[Collected data entries]
Issue #3555, opened 2022-07-17
Hook up react-query fetch cancellation


flybayer:
### What do you want and why?

With just a small change, we can hook up request cancelation with react-query.

Docs: https://react-query-v2.tanstack.com/guides/query-cancellation

### Possible implementation(s)

- Pass through the `signal` to each of our react-query hook uses, first one here: https://github.com/blitz-js/blitz/blob/main/packages/blitz-rpc/src/data-client/react-query.tsx#L88
- Update [our fetch function](https://github.com/blitz-js/blitz/blob/main/packages/blitz-rpc/src/data-client/rpc.ts#L60) to accept `signal` and pass it to `fetch`

PR #3590, opened 2022-07-22
Hook up react-query fetch cancellation

Zeko369:
Closes: #3555

## Feature Checklist

- [x] Pass `signal` from `useQuery` to our `__internal_buildRpcClient` to be able to cancel queries on unmount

**WHAT YOU WILL DO:** Whenever the string "main" occurs in a line of the entries above, copy that line.

**YOUR SOLUTION:**
- Pass through the `signal` to each of our react-query hook uses, first one here: https://github.com/blitz-js/blitz/blob/main/packages/blitz-rpc/src/data-client/react-query.tsx#L88
- Update [our fetch function](https://github.com/blitz-js/blitz/blob/main/packages/blitz-rpc/src/data-client/rpc.ts#L60) to accept `signal` and pass it to `fetch`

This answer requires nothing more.